Stored records:
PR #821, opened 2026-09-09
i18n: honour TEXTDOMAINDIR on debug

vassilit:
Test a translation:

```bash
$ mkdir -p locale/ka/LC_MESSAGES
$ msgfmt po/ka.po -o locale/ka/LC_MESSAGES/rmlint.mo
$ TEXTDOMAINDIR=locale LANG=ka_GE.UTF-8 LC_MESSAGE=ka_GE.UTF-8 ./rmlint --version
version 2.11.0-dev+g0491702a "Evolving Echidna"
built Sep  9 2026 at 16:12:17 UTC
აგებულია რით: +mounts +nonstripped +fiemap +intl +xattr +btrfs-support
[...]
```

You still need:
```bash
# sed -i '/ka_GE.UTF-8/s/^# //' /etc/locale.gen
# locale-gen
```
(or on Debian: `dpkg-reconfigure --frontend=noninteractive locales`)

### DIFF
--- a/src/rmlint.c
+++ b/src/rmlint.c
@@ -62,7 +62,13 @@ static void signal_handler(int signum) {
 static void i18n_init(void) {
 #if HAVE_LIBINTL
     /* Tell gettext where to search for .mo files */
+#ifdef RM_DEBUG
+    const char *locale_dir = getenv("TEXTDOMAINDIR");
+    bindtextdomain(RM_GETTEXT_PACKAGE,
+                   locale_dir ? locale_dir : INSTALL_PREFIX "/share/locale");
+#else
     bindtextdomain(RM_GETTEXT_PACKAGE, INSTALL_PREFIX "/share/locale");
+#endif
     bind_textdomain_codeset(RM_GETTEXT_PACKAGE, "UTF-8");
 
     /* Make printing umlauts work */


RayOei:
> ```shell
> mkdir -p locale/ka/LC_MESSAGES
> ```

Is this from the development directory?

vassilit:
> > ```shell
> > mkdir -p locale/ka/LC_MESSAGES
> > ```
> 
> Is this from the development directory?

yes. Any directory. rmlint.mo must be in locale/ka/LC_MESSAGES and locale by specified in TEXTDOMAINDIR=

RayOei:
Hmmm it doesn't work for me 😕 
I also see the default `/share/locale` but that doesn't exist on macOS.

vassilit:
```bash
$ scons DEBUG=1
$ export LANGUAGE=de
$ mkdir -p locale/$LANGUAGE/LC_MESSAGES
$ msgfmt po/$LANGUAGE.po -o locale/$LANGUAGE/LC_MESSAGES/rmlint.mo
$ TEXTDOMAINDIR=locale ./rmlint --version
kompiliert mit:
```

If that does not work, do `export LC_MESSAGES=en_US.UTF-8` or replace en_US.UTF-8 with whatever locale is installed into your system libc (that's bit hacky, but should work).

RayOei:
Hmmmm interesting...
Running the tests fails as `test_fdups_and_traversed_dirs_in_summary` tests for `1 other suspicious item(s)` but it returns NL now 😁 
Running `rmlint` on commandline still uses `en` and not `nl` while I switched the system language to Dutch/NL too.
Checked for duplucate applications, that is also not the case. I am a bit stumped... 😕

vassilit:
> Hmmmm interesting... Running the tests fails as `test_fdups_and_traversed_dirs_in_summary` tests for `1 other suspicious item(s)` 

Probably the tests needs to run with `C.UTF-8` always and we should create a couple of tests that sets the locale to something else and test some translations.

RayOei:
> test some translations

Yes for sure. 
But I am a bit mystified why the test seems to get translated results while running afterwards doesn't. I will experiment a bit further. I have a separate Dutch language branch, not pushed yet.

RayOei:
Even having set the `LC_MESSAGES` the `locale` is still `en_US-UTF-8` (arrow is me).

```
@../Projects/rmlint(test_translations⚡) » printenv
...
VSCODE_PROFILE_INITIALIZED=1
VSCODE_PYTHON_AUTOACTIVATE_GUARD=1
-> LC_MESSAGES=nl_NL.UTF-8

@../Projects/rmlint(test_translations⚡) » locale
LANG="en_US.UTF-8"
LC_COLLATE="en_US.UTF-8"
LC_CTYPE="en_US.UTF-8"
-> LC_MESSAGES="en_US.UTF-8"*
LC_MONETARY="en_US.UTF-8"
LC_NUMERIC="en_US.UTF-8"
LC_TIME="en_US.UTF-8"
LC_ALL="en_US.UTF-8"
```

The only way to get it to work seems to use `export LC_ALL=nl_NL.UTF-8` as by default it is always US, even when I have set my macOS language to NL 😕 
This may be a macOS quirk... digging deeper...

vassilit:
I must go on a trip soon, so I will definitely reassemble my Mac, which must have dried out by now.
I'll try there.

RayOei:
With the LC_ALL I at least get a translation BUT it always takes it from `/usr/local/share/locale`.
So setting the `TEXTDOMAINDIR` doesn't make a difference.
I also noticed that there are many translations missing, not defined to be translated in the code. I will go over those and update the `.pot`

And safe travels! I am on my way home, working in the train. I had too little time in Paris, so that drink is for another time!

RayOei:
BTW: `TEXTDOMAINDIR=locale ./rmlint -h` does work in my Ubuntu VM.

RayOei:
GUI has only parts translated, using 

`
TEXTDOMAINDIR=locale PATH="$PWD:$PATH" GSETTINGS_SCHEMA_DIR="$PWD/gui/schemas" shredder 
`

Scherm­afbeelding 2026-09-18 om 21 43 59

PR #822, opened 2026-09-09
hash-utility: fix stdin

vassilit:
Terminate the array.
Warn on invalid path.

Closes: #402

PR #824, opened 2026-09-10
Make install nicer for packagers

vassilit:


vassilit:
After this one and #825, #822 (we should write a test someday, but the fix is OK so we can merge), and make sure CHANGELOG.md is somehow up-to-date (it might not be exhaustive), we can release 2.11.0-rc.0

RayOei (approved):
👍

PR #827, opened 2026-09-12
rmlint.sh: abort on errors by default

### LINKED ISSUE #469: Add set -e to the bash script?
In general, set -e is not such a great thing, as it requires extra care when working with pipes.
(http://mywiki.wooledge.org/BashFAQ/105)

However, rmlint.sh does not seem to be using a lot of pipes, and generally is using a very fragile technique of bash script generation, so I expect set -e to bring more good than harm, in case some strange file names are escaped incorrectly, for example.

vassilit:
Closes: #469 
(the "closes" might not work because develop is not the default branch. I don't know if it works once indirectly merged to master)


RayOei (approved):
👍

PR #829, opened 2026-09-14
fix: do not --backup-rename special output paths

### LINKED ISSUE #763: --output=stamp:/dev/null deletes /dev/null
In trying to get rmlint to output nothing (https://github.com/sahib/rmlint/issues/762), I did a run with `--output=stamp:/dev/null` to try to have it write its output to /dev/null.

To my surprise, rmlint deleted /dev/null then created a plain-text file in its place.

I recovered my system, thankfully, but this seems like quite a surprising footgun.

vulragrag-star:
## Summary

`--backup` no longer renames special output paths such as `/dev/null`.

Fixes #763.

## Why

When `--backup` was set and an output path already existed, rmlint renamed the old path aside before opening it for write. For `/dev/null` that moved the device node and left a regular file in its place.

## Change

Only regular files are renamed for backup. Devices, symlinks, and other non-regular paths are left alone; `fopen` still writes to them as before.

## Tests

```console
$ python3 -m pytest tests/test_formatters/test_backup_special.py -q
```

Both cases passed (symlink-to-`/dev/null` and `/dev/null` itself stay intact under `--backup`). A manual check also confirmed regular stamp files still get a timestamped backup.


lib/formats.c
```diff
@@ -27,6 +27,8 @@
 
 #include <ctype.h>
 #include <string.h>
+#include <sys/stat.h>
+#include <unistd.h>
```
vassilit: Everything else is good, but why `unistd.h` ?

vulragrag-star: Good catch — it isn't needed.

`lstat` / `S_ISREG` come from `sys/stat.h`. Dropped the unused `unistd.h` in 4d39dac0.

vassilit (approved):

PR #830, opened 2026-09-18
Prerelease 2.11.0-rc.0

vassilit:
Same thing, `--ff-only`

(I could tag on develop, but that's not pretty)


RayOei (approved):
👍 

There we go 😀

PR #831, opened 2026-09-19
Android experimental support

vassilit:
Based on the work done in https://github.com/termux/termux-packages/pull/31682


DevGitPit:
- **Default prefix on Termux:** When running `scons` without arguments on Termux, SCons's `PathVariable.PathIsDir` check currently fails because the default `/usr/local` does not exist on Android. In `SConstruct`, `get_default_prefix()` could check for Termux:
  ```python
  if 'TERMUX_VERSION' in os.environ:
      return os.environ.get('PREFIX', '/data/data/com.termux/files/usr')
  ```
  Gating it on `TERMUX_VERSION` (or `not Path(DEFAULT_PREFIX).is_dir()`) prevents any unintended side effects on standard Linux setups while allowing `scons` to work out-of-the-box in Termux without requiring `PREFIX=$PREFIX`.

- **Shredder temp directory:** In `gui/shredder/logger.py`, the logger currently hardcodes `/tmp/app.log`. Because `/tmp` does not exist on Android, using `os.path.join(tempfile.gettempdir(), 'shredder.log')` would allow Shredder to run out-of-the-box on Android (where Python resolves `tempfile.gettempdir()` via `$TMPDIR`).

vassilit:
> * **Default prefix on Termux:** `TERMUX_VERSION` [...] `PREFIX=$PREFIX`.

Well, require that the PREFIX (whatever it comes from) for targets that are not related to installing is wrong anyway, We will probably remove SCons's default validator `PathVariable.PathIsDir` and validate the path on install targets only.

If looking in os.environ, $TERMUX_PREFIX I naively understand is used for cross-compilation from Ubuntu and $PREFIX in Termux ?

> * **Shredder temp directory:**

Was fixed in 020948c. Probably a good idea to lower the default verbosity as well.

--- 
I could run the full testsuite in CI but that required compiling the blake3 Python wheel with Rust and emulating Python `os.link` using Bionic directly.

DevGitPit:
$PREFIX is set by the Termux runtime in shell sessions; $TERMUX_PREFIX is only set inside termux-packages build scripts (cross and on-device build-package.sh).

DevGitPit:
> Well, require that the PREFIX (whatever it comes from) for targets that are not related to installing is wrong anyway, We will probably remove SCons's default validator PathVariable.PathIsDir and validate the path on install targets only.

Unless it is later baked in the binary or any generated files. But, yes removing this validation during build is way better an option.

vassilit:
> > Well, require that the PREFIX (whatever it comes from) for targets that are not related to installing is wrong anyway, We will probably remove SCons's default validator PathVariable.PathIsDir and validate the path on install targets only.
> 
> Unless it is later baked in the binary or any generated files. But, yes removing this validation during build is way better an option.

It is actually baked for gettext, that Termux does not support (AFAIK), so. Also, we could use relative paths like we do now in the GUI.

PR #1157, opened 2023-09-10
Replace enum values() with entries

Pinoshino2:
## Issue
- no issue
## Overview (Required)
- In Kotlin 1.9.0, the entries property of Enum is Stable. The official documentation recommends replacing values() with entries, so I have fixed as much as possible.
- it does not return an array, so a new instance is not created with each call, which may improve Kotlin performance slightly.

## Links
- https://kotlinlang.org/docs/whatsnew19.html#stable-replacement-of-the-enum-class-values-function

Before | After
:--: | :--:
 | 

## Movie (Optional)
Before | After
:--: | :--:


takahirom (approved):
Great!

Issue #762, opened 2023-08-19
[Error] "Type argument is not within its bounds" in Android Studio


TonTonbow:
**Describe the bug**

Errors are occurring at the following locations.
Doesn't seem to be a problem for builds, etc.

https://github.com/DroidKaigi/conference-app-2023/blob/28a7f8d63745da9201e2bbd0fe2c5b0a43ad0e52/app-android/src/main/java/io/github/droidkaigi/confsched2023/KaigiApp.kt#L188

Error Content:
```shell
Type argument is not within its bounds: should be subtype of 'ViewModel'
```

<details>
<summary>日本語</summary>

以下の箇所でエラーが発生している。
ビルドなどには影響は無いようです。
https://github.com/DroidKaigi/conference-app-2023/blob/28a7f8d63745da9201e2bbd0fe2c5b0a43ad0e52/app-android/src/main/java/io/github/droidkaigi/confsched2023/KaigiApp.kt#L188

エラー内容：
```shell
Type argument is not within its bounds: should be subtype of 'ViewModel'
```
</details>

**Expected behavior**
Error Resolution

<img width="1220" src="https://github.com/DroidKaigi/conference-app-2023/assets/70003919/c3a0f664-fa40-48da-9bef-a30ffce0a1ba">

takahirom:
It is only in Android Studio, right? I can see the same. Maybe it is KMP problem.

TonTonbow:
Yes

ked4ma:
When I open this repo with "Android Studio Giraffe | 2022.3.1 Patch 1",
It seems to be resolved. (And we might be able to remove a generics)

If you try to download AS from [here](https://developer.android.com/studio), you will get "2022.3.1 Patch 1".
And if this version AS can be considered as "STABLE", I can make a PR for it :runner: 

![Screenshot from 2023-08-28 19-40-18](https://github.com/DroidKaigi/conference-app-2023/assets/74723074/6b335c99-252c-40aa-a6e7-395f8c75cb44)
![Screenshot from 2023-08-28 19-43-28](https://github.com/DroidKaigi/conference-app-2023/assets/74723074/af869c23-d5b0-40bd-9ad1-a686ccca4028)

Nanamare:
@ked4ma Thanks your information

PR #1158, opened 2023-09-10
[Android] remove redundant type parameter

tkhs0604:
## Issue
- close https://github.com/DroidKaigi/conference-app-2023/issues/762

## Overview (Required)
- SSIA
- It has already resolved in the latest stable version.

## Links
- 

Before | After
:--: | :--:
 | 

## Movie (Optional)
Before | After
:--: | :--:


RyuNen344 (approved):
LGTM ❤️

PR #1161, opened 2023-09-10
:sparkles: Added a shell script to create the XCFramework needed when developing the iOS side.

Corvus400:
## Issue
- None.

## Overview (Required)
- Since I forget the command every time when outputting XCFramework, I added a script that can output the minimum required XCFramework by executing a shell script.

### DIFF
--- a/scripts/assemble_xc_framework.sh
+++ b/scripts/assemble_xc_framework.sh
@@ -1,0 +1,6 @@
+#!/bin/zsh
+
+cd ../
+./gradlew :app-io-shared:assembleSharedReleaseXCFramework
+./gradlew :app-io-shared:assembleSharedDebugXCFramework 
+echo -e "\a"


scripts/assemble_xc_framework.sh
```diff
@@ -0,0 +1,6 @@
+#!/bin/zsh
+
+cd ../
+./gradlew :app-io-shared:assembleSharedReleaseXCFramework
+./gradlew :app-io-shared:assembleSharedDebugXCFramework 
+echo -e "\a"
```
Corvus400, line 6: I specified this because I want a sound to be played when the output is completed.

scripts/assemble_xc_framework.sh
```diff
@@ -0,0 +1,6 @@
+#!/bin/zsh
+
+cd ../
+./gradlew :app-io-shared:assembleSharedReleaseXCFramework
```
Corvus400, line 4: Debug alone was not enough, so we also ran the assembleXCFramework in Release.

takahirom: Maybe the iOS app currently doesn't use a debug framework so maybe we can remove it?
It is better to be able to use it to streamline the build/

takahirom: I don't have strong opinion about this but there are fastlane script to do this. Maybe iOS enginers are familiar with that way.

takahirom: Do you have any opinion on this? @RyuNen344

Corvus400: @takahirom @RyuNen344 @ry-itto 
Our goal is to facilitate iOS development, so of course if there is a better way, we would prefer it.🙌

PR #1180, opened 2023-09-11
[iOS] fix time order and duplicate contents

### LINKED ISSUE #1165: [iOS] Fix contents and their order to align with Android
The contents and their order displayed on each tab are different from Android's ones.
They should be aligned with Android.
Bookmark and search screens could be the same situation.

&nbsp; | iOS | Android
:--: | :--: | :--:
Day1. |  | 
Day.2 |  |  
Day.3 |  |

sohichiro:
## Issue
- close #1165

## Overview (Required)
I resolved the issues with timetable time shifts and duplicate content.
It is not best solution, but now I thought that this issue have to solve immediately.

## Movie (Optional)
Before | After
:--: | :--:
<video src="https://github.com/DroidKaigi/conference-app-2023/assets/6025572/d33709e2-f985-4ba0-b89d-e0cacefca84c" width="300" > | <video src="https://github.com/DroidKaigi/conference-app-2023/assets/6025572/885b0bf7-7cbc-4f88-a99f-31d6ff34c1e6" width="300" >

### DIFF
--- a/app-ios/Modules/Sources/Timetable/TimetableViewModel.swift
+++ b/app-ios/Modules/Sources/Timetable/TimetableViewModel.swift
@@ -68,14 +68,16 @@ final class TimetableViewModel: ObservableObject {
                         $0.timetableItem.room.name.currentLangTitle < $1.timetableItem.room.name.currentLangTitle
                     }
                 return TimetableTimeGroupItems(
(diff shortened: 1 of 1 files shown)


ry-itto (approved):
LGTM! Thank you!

EXERCISE AIM: Give the number of lines in the entries that contain "issues", and add nothing.

REPLY: 3